Drill Sergeants are coming back to Army AIT after ten years, soldiers need more discipline

(Fort Jackson Public Affairs Office)

A decade after taking drill sergeants out of Advanced Individual Training and replacing them with AIT platoon sergeants, the Army is planning on bringing the drill sergeants back.

Though the idea has been floated in the past, during TRADOC’s fourth State of NCO Professional Development Town Hall, Command Sgt. Maj. Michael Gragg, the command sergeant major of the U.S. Army Center for Initial Military Training at Fort Eustis, Virginia, said the plans are now moving forward.

On Nov. 17, the Army officially decided to bring drill sergeants back to AIT, after a sign-off by Ray Horoho, the acting assistant Army secretary for manpower and reserve affairs.

“Currently, USACIMT is working with Department of the Army-level staff and other stakeholders to get all the required administrative pieces in place before implementation can begin,” Lt. Col. Jeffrey Pray, a spokesman for the Center for Initial Military Training, told Army Times. “However, we do expect drill sergeants to start transitioning to AIT in 2018.”

“The goal is to get [drill sergeants] back,” Gragg said back in May. “We know the force would like them there. We know there is a deficiency in Warrior Tasks and Battle Drills. We know there is a decrease in the level of discipline.”
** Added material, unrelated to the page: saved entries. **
PR #71, opened 2025-04-24
Feat: 144 - data pds differences

StuwiiDev:
- Updated the Get and Set Activity Tag to be 'Baggage' instead as this carries data accross HTTP requests via headers. This change was made so we can have the SearchId persist to the External service.
- Added a Comparison class and unit tested some scenarios
- Added logging to the FhirService as this is the closest place to the request data.

I believe I've captured all required fields but please double check when reviewing this PR.

### DIFF
--- a/SUI.Core/Endpoints/NhsFhirClient.cs
+++ b/SUI.Core/Endpoints/NhsFhirClient.cs
@@ -63,19 +63,14 @@ public class NhsFhirClient(ITokenService tokenService,
             }
             else
             {
+                logger.LogInformation("{EntryCount} patient record(s) found", patient.Entry.Count);
                 if (patient.Entry.Count == 0)
                 {
-                    logger.LogInformation("No patient record found");
-
                     return SearchResult.Unmatched();
                 }
 
                 if (patient.Entry.Count == 1)
                 {
-                    var birthDate = patient.Entry[0].Resource["birthDate"].ToString();
-                    var gender = patient.Entry[0].Resource["gender"].ToString();
-
-                    logger.LogInformation("1 patient record found: BirthDate={BirthDate} Gender={Gender}", birthDate, gender);
                     LogInputAndPdsDifferences(query, (Patient)patient.Entry[0].Resource);
 
                     return SearchResult.Match(patient.Entry[0].Resource.Id, patient.Entry[0].Search.Score);
--- a/SUI.Core/Endpoints/NhsFhirClient.cs
+++ b/SUI.Core/Endpoints/NhsFhirClient.cs
@@ -6,6 +6,7 @@ using Shared.Models;
 using SUI.Core.Endpoints.AuthToken;
 using System.Collections;
 using System.Net.Http.Headers;
+using SUI.Core.Services;
 
 namespace SUI.Core.Endpoints;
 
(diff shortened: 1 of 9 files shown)


SUI.Core/Endpoints/NhsFhirClient.cs
```diff
@@ -68,17 +69,19 @@ public class NhsFhirClient(ITokenService tokenService,
...
+                if (patient.Entry.Count == 1)
                 {
-                    var birthDate = patient.Entry[0].Resource["birthDate"];
-                    var gender = patient.Entry[0].Resource["gender"];
-                
-                    logger.LogInformation($"1 patient record found: BirthDate={birthDate} Gender={gender}");
+                    var birthDate = patient.Entry[0].Resource["birthDate"].ToString();
+                    var gender = patient.Entry[0].Resource["gender"].ToString();
+
+                    logger.LogInformation("1 patient record found: BirthDate={BirthDate} Gender={Gender}", birthDate, gender);
```
danmurray2020, line 78: Unsure if we should log the birthdate. Potential to link back to a real person if you have the origianal dataset.

SUI.Core/Services/FieldComparerService.cs
```diff
@@ -0,0 +1,44 @@
...
+    public static List<string> ComparePatientFields(SearchQuery query, Patient patient)
+    {
+        var differentFields = new List<string>();
+
+        CompareField(query.Birthdate?.FirstOrDefault(), $"eq{patient.BirthDate}", nameof(SearchQuery.Birthdate), differentFields);
+        CompareField(query.AddressPostalcode, patient.Address.FirstOrDefault()?.PostalCode, nameof(SearchQuery.AddressPostalcode), differentFields);
+        CompareField(query.Gender, patient.Gender?.ToString(), nameof(SearchQuery.Gender), differentFields);
+        CompareField(query.Family, patient.Name.FirstOrDefault()?.Family, nameof(SearchQuery.Family), differentFields);
+        CompareField(query.Given?.FirstOrDefault(), patient.Name.FirstOrDefault()?.Given.FirstOrDefault(), nameof(SearchQuery.Given), differentFields);
+        CompareField(query.GeneralPractitioner, patient.GeneralPractitioner.FirstOrDefault()?.Identifier.Value, nameof(SearchQuery.Given), differentFields);
```
danmurray2020, line 23: We don't ever get given this as input date.

SUI.Core/Endpoints/NhsFhirClient.cs
StuwiiDev: That existed already, I agree, it should probably be removed

SUI.Core/Services/FieldComparerService.cs
StuwiiDev: o the GP? it's in the searchQuery but I can remove

StuwiiDev: Updated: remove the search field from here and the SearchQuery.cs to avoid future confusion. YAGNI

SUI.Core/Endpoints/NhsFhirClient.cs
StuwiiDev: I've updated to not log the values. Only the number of records found

danmurray2020 (approved):

PR #72, opened 2025-04-24
Chore: 175 - resolve build warnings

StuwiiDev:
Removed all build warnings.
Updated some syntax

There were some AppHost SDK inclusions in non AppHost applications as well which were causing warnings.


danmurray2020 (approved):
LGTM

PR #73, opened 2025-04-28
Feat: 132 - infra parametarize

StuwiiDev:
- Moved DfE specific variable values to params in the bicep files
- Updated github CI so pass our variables in that were originally in the bicep files
- Added a what-if. This is 1 step short of a approval gate but want to see if this works for now

When checking this PR. Please be thorough in ensuring I have caught all DfE specific vars. I am ensure about logging/resource specific names that come after the prefix and environment name (e.g. `{prefix}-{environmentname}-01`)

### DIFF
--- a/.github/workflows/gh-deploy-infra.yml
+++ b/.github/workflows/gh-deploy-infra.yml
@@ -29,6 +29,7 @@ jobs:
       AZURE_LOCATION: "westeurope"
       AZURE_RESOURCE_GROUP: ${{ secrets.AZURE_RESOURCE_GROUP }}
       APPLICATION_VERSION: ${{ inputs.version }}
+      AZURE_LOG_ANALYTICS_WORKSPACE_ID: '/subscriptions/8fc7ea96-7305-492f-85f7-09069bb8fd29/resourceGroups/s215d01-integration/providers/Microsoft.OperationalInsights/workspaces/s215d01-integration-loganalytics-01'
 
     steps:
       - name: Checkout
--- a/.github/workflows/gh-deploy-infra.yml
+++ b/.github/workflows/gh-deploy-infra.yml
@@ -9,6 +9,10 @@ on:
         type: choice
         options:
           - 'Integration'
+      what_if:
+        description: Run bicep what-if to check for changes
+        default: true
+        type: boolean
       version:
         description: The version of the infrastructure to deploy
         default: 'v0.0.1'
@@ -55,6 +59,12 @@ jobs:
 
       - name: Install .NET Aspire workload
         run: dotnet workload install aspire
+        
+      - name: Ensure Azure CLI is installed
+        run: |
+          if ! command -v az &> /dev/null; then
+            curl -sL https://aka.ms/InstallAzureCLIDeb | sudo bash
+          fi
 
       - name: Log in with Azure (Federated Credentials)
         if: ${{ env.AZURE_CLIENT_ID != '' }}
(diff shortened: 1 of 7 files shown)


.github/workflows/gh-deploy-infra.yml
```diff
@@ -23,12 +29,16 @@ jobs:
...
       AZURE_ENV_NAME: ${{ inputs.environment }}
+      AZURE_ENV_PREFIX: ${{ inputs.environnment_prefix }}
       AZURE_CLIENT_ID: ${{ secrets.AZURE_CLIENT_ID }}
       AZURE_TENANT_ID: ${{ secrets.AZURE_TENANT_ID }}
       AZURE_SUBSCRIPTION_ID: ${{ secrets.AZURE_SUBSCRIPTION_ID }}
-      AZURE_LOCATION: "westeurope"
+      AZURE_LOCATION: 'westeurope'
       AZURE_RESOURCE_GROUP: ${{ secrets.AZURE_RESOURCE_GROUP }}
       APPLICATION_VERSION: ${{ inputs.version }}
+      AZURE_LOG_ANALYTICS_WORKSPACE_ID: '/subscriptions/8fc7ea96-7305-492f-85f7-09069bb8fd29/resourceGroups/s215d01-integration/providers/Microsoft.OperationalInsights/workspaces/s215d01-integration-loganalytics-01'
```
danmurray2020, line 39: I think you can reference that as an output of the resource rather than having to supply it.

app-host/infra/secrets/secrets.module.bicep
```diff
@@ -1,9 +1,11 @@
 @description('The location for the resource(s) to be deployed.')
 param location string = resourceGroup().location
 
+param environmentPrefix string
+
 // 3 - 24 alphanumeric characters 
 resource secrets 'Microsoft.KeyVault/vaults@2023-07-01' = {
-  name: 's215d01-int-kv01'
+  name: '${environmentPrefix}-int-kv01'
```
danmurray2020, line 8: That int is for integration, just needs the env in there.

danmurray2020:
I think we would want to also pass through the networks. So the values: 
@description('The address prefix for the virtual network')
param containerAppVnet string = '192.168.0.0/25'

@description('Container App environment subnet')
param containerAppEnvSubnet string = '192.168.0.0/26'

@description('Container App environment subnet')
param containerAppFirewallSubnet string = '192.168.0.64/26'

danmurray2020:
The values after the prefixes are just meant to be identifying names that match the resource. Should be fine to leave. Unfortunately Azure has different naming standards for different resources (no underscores, 10 chars, etc.) hence why some don't seem to follow a standard.

.github/workflows/gh-deploy-infra.yml
StuwiiDev: o it's already got the Id in the resources from creating the analytics, so need to supply it manually. this came about from a update on top of @JRilforge last PR where it was manually added

app-host/infra/secrets/secrets.module.bicep
StuwiiDev: Added lowercase and substring to replace the 'int' with environment name

StuwiiDev:
> I think we would want to also pass through the networks. So the values: @description('The address prefix for the virtual network') param containerAppVnet string = '192.168.0.0/25'
> 
> @description('Container App environment subnet') param containerAppEnvSubnet string = '192.168.0.0/26'
> 
> @description('Container App environment subnet') param containerAppFirewallSubnet string = '192.168.0.64/26'

As discussed, not actionin this comment in this PR.

danmurray2020 (approved):

PR #91, opened 2025-05-06
SUI-36 migrated non test code to `src` folder

JRilforge:


SUI.Core/SUI.Core.csproj
```diff
@@ -18,8 +18,8 @@
 	</ItemGroup>
 
 	<ItemGroup>
-	  <ProjectReference Include="..\shared\Shared\Shared.csproj" />
-	  <ProjectReference Include="..\SUI.Types\SUI.Types.csproj" />
+	  <ProjectReference Include="..\src\Shared\Shared.csproj" />
+	  <ProjectReference Include="..\src\Shared\Shared.csproj" />
```
danmurray2020, line 22: same reference twice?

SUI.Core/Services/MatchingService.cs
```diff
@@ -7,10 +7,10 @@
 using Newtonsoft.Json;
 
 using Shared.Models;
+using Shared.Models.Client;
```
danmurray2020, line 10: seems strange that the matching service has a dependency on something from the client.

SUI.Core/SUI.Core.csproj
```diff
@@ -18,8 +18,8 @@
 	</ItemGroup>
 
 	<ItemGroup>
-	  <ProjectReference Include="..\shared\Shared\Shared.csproj" />
-	  <ProjectReference Include="..\SUI.Types\SUI.Types.csproj" />
+	  <ProjectReference Include="..\src\Shared\Shared.csproj" />
```
danmurray2020, line 21: I thought we would be getting rid of SUI.Core?

SUI.Core/Services/MatchingService.cs
JRilforge: changed

SUI.Core/SUI.Core.csproj
JRilforge: this is just the first PR, as you lot mentioned in the chat, it would be too complex to do it all in one PR

danmurray2020 (approved):

StuwiiDev:
minor comment. - could the 'sui-tests' folder be changed to 'tests' I can't see a need to add sui onto it, 'tests' is the standard convention

JRilforge:
> minor comment. - could the 'sui-tests' folder be changed to 'tests' I can't see a need to add sui onto it, 'tests' is the standard convention. It can be a seperate PR if that's easier

@danmurray2020 That's the plan for the next PR

PR #112, opened 2025-05-14
SUI-36 Migrated `SUI.Core` members to Shared or to their related app projects

JRilforge:
- Changed `DBS.Client` to `DBS.Response.Logger`


src/app-host/infra/resources.bicep
```diff
@@ -545,69 +545,199 @@ resource applicationInsights 'Microsoft.Insights/components@2020-02-02' = {
...
+        }
+      ]
+    }
+    retentionInDays: 30
+  }
+}
+
 param dataCollectionRules_DbsClientConsoleAppLogsRule_name string = 'DbsClientConsoleAppLogsRule'
 
-// resource dataCollectionRules_DbsClientConsoleAppLogsRule_name_resource 'Microsoft.Insights/dataCollectionRules@2023-03-11' = {
```
danmurray2020, line 550: It might be a good time just to get rid of all the commented out resources. I know I probably put them in... Apologies.

danmurray2020 (commented):
Just wondering whether SUI.DBS.Response.Logger needs to be three separate projects or could be moved into one project? Unsure whether we think the other parts of it would be useful else where.

JRilforge:
> Just wondering whether SUI.DBS.Response.Logger needs to be three separate projects or could be moved into one project? Unsure whether we think the other parts of it would be useful else where.

@danmurray2020 Can watcher and console be in one project? watcher is still necessary and console is used primarily for smoke testing (to my knowledge)

danmurray2020 (approved):

PR #118, opened 2025-05-14
SUI-4 Added a json converter to convert MatchStatus and QualityType into human readable strings instead of ints

JRilforge:
a local test for the desired outcome:

Screenshot 2025-05-14 at 14 39 46


danmurray2020:
looks like a lot of the smoke test records are deleted?

StuwiiDev:
why didnt you use [JsonConverter(typeof(JsonStringEnumConverter))]?

JRilforge:
> looks like a lot of the smoke test records are deleted?

@danmurray2020 that csv i changes is just a duplicate. the smoke test csv can be found in dir `tests/E2E.Tests/Resources/Smoke`

StuwiiDev:
> > looks like a lot of the smoke test records are deleted?
> 
> @danmurray2020 that csv i changes is just a duplicate. the smoke test csv can be found in dir `tests/E2E.Tests/Resources/Smoke`

You created it globally, but only used it in for  PersonMatchResponse, I was curious why you didn't apply it to the enum properties instead, save needing to add the options to every convert

JRilforge:
> > > looks like a lot of the smoke test records are deleted?
> > 
> > 
> > @danmurray2020 that csv i changes is just a duplicate. the smoke test csv can be found in dir `tests/E2E.Tests/Resources/Smoke`
> 
> You created it globally, but only used it for PersonMatchResponse, I was curious why you didn't apply it to the enum properties instead, save needing to add the options to every convert

@StuwiiDev this approach is future proofed in case of changes or future additional endpoints. and it's less code.

danmurray2020:
> > looks like a lot of the smoke test records are deleted?
> 
> @danmurray2020 that csv i changes is just a duplicate. the smoke test csv can be found in dir `tests/E2E.Tests/Resources/Smoke`

Do we need a duplicate csv? Not sure I understand why that file is there then.

JRilforge:
> > > looks like a lot of the smoke test records are deleted?
> > 
> > 
> > @danmurray2020 that csv i changes is just a duplicate. the smoke test csv can be found in dir `tests/E2E.Tests/Resources/Smoke`
> 
> Do we need a duplicate csv? Not sure I understand why that file is there then.

I used it here when manually testing:
image
It's better than the original `test_success.csv`. I've transferred this file contents to `test_success.csv` now

StuwiiDev (approved):

PR #129, opened 2025-05-22
SUI-43 Created a E2E Test to run against the actual NHS PDS api

JRilforge:


StuwiiDev:
Does PDS/NHS have any policies about using automated test tools against their API's? wondering if it's ok to do so

PR #137, opened 2025-05-28
SUI-407 Switch smoke tests use of console app to watcher app

JRilforge:


.github/workflows/gh-client-build.yml
```diff
@@ -96,20 +86,29 @@ jobs:
...
-              $blobName = "suiw.exe"
-              $destinationDir = "C:\Users\AzCopy\${{ env.BLOB_STORAGE_LOCATION }}"
-              $destinationPath = "$destinationDir\$blobName"
+              $fileName = "suiw.exe"
+              $destinationDir = "C:\Users\SmokeTests\"
+              $destinationPath = "$destinationDir\$fileName"
             
               # Create Directory if does not exist
-              New-Item -ItemType Directory -Path "C:\Users\AzCopy\${{ env.BLOB_STORAGE_LOCATION }}"
+              New-Item -ItemType Directory -Path "C:\Users\SmokeTests\"
```
StuwiiDev, line 94: use $destinationDir here

danmurray2020:
I was hoping to get rid of .github/workflows/gh-dbs-response-logger-build.yml and .github/workflows/gh-client-build.yml as they have been superseded by https://github.com/DFE-Digital/SUI_Matcher/blob/main/.github/workflows/gh-publish-nuget.yml. 

I also think it would be a good idea to setup and rip down the smoke tests every time they run. I'll incorporate some of these changes into my PR and see what you think.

One Station Unit Training – combined basic training and AIT – is offered for military occupational specialties such as infantry and military police and was not affected because it had drill sergeants the entire time.

“In basic training, the drill sergeant is the authority figure,” TRADOC Command Sgt. Maj. Dave Davenport said in October. “And when we brought AIT platoon sergeants in to replace drill sergeants, it was really about them beginning the transition to the role of the noncommissioned officer.”

It turned out that this transition was too early and soldiers could use the continuity of drill sergeants from the beginning of their initial training until the end.

“For my AIT platoon sergeant brethren out there who would think this is a slap on them, it is not,” Gragg said. “Because those same individuals who are AIT platoon sergeants will be the same exact individuals who will be the drill sergeants. What we’re trying to do is give them more tools to be successful.”